** EXERCISE GOAL **
Report the tally of lines featuring the word "think" in the entries below, without anything else.

+ + +

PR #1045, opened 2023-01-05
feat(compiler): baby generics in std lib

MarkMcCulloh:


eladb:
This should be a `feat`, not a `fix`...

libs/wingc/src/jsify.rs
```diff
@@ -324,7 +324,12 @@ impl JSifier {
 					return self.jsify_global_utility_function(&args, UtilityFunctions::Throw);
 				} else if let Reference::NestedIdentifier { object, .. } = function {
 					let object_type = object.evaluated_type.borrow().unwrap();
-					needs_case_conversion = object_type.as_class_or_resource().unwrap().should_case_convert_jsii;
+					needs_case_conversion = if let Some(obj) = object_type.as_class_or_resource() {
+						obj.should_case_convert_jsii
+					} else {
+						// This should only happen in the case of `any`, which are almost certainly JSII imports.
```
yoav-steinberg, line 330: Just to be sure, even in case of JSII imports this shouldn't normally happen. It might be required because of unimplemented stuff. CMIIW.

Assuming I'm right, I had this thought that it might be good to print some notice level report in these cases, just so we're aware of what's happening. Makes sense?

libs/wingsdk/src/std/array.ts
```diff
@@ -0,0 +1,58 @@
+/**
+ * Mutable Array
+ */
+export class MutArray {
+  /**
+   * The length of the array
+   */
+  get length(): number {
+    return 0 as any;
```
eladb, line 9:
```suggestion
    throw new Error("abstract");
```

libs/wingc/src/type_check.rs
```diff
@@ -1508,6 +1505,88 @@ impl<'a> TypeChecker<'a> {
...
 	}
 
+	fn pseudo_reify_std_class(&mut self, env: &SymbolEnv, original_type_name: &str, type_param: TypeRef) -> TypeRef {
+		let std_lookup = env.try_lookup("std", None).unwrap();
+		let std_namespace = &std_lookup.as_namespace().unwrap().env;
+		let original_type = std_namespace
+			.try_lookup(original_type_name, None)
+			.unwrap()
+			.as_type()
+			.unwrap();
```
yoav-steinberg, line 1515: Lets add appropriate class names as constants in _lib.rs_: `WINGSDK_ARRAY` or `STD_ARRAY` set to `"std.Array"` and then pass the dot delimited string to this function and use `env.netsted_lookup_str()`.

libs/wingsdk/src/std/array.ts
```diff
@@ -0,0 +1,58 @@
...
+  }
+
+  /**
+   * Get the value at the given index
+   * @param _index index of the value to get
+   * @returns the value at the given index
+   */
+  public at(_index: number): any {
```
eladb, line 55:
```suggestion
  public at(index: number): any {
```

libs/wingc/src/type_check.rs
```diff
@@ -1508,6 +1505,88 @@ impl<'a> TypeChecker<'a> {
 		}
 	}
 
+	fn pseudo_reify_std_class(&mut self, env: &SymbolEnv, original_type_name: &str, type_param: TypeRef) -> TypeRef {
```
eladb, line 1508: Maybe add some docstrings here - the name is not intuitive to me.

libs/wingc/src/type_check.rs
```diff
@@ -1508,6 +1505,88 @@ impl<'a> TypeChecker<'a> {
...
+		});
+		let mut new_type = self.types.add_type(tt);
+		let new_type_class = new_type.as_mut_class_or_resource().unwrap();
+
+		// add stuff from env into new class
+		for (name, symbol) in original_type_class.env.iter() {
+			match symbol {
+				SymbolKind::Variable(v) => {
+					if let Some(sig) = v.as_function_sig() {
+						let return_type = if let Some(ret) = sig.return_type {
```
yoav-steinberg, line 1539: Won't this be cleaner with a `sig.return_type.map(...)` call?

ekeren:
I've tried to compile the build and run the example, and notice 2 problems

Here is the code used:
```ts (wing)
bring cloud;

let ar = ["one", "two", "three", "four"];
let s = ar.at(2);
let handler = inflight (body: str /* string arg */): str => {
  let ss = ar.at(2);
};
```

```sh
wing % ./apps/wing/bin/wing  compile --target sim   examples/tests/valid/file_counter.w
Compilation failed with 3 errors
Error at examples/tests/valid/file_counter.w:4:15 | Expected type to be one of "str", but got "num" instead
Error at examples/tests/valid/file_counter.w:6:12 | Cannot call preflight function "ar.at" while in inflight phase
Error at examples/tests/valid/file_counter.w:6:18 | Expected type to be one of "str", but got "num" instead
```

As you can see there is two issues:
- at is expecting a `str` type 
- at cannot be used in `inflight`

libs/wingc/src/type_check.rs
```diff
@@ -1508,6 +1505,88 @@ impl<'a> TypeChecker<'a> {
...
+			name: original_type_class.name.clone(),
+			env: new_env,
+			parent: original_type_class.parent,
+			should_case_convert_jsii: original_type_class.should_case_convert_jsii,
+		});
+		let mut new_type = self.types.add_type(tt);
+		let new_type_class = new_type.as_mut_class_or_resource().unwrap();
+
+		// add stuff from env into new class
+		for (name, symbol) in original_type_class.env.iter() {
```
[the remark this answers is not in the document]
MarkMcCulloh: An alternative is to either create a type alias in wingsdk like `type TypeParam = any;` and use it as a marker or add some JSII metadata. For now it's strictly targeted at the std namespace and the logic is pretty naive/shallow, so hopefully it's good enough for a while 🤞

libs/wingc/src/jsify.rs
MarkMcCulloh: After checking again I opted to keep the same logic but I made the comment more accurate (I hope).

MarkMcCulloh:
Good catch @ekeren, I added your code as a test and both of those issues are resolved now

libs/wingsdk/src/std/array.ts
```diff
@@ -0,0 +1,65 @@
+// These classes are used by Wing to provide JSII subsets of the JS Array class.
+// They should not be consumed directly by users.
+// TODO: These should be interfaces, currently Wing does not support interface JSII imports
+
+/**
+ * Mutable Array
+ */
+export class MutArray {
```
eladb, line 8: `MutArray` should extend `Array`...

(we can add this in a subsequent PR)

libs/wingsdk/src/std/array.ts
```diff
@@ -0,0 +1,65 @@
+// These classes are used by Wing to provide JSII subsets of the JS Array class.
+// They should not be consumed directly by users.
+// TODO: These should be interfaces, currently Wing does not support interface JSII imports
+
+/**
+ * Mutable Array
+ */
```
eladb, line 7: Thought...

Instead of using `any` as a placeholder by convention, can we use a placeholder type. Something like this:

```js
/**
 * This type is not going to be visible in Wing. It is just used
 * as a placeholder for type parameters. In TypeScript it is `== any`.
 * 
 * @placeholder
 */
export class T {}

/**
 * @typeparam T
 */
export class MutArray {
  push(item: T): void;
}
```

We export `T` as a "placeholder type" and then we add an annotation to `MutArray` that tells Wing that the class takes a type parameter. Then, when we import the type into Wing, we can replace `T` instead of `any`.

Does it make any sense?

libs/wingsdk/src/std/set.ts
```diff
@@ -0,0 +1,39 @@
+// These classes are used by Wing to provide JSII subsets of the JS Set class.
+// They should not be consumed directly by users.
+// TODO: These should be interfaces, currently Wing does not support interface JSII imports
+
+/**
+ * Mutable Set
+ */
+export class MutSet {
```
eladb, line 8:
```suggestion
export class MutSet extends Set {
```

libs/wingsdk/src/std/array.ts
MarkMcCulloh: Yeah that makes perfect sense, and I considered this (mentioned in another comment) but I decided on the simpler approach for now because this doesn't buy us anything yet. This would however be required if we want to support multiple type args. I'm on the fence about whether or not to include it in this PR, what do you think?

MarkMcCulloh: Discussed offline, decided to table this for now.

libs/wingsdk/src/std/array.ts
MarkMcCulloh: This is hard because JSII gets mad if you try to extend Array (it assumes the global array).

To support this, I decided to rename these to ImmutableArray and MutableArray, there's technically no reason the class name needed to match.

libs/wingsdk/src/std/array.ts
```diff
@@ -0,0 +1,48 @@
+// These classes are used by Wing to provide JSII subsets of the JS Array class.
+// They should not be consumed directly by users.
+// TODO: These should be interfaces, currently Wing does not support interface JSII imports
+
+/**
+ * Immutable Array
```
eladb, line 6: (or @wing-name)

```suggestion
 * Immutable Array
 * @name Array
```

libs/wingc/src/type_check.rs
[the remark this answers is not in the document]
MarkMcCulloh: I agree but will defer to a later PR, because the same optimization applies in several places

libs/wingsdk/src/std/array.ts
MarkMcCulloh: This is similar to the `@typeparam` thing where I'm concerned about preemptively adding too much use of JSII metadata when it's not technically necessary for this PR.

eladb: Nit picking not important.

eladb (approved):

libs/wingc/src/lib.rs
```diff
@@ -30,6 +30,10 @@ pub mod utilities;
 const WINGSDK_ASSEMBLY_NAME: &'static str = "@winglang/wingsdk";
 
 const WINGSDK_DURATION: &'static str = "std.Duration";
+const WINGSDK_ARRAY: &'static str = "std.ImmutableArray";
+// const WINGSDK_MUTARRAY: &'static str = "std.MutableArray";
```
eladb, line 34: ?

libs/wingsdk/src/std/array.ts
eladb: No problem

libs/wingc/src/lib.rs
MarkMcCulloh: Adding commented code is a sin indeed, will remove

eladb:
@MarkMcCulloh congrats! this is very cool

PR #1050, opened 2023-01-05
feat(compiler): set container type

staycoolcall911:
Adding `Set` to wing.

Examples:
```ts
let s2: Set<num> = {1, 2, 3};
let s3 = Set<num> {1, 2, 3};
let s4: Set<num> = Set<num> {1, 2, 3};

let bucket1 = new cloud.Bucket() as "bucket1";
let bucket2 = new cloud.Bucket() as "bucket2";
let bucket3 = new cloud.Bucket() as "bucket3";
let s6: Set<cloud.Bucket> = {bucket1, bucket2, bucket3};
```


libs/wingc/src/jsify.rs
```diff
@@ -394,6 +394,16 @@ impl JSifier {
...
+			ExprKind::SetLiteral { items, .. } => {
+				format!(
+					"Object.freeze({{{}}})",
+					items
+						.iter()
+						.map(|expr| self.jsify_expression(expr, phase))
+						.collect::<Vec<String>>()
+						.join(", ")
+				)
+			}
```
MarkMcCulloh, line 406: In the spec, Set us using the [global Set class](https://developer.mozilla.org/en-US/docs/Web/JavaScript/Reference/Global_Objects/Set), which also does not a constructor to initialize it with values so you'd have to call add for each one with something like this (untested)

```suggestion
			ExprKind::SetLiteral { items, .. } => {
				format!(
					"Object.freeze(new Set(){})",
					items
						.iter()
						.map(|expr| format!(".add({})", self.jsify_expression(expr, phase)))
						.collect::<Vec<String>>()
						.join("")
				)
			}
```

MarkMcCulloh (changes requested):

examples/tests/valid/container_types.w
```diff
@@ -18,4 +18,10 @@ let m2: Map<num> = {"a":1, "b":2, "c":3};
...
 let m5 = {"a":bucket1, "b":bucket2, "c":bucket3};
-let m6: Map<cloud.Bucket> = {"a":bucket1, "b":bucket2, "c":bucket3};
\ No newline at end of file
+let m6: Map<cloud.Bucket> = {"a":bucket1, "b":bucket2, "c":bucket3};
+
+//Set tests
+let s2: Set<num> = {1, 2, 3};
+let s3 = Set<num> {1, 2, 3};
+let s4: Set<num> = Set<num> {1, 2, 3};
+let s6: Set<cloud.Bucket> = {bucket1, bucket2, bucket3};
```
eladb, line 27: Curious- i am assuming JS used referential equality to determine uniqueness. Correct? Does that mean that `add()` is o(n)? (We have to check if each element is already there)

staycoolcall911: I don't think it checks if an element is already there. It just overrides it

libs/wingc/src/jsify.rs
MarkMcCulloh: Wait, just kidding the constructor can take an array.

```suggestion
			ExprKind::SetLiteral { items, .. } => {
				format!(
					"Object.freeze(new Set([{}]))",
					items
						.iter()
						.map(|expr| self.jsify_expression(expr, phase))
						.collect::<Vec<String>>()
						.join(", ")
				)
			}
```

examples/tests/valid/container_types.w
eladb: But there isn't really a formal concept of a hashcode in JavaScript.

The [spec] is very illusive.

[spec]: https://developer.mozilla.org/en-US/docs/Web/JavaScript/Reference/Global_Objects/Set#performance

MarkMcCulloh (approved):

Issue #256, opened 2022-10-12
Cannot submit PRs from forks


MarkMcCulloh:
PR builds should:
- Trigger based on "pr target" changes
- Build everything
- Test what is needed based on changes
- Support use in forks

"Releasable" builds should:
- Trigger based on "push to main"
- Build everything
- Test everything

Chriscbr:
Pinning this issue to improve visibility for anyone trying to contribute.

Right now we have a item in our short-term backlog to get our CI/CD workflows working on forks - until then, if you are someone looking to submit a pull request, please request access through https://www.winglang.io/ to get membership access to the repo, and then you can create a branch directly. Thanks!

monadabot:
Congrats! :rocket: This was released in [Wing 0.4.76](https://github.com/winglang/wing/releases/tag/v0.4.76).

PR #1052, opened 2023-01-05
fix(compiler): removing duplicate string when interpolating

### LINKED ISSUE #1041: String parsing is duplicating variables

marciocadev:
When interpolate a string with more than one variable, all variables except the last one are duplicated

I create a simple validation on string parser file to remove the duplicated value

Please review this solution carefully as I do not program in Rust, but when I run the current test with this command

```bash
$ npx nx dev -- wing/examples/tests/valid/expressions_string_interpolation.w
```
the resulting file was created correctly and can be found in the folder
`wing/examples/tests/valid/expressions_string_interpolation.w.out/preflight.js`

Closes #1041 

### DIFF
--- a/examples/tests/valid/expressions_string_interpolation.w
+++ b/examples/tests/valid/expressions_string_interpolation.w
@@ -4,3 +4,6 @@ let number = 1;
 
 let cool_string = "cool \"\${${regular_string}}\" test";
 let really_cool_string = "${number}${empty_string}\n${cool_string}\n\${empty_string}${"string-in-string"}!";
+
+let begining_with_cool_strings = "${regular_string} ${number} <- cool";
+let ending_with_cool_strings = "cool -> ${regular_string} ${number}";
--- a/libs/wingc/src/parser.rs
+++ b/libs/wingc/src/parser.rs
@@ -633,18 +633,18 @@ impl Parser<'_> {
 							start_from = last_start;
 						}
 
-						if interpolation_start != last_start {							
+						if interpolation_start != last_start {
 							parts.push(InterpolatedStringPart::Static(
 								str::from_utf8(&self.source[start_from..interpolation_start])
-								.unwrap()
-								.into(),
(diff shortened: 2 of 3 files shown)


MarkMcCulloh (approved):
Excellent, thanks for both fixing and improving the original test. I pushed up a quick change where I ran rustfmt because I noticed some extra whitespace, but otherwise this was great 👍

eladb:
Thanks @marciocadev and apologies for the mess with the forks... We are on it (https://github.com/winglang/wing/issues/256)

+ + +

** RESULT OF THE EXERCISE **
2